» **Exercise details**
Your task is to copy the lines of the data below from the line holding "PR #4652, opened 2022-11-28" through the line holding "The auto-generated OpenAPI", inclusive, exactly and with nothing added.

» **Records to use**
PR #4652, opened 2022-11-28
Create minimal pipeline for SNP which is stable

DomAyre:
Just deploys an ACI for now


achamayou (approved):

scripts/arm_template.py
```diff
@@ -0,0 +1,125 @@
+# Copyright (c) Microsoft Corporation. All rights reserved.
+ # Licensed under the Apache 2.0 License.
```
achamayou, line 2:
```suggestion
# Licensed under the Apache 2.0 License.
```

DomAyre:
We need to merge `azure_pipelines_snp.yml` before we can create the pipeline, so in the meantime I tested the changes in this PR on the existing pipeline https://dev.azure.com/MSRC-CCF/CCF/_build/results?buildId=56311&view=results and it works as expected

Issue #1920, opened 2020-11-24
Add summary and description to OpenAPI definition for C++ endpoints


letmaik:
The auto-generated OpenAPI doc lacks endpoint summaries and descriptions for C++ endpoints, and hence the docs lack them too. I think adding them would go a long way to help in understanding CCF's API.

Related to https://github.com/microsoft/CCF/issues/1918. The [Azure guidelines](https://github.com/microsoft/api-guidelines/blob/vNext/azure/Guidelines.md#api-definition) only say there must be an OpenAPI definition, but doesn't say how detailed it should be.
==
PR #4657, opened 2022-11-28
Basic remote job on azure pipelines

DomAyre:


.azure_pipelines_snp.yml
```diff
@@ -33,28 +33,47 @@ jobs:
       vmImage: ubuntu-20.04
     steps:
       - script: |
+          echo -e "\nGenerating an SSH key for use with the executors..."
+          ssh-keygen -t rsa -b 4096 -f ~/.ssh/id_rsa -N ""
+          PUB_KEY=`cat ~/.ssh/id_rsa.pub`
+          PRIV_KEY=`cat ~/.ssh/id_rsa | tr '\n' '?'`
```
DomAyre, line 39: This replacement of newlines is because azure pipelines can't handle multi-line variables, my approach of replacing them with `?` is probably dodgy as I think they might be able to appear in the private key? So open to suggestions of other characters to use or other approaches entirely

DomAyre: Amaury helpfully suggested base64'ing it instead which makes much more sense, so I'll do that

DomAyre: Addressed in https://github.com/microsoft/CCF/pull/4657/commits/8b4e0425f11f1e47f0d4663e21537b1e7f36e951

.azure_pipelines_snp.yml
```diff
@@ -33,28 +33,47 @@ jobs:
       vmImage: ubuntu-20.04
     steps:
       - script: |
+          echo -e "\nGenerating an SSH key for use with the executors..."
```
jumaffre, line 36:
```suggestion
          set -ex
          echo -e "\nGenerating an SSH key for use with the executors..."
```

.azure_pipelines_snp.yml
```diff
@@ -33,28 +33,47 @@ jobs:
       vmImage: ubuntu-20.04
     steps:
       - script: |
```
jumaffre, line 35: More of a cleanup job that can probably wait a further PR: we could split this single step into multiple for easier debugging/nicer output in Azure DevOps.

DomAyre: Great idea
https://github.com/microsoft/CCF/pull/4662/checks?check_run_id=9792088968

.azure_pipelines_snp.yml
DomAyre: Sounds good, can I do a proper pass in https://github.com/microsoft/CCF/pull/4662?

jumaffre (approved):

» **Problem solution**
PR #4652, opened 2022-11-28
Create minimal pipeline for SNP which is stable

DomAyre:
Just deploys an ACI for now


achamayou (approved):

scripts/arm_template.py
```diff
@@ -0,0 +1,125 @@
+# Copyright (c) Microsoft Corporation. All rights reserved.
+ # Licensed under the Apache 2.0 License.
```
achamayou, line 2:
```suggestion
# Licensed under the Apache 2.0 License.
```

DomAyre:
We need to merge `azure_pipelines_snp.yml` before we can create the pipeline, so in the meantime I tested the changes in this PR on the existing pipeline https://dev.azure.com/MSRC-CCF/CCF/_build/results?buildId=56311&view=results and it works as expected

Issue #1920, opened 2020-11-24
Add summary and description to OpenAPI definition for C++ endpoints


letmaik:
The auto-generated OpenAPI doc lacks endpoint summaries and descriptions for C++ endpoints, and hence the docs lack them too. I think adding them would go a long way to help in understanding CCF's API.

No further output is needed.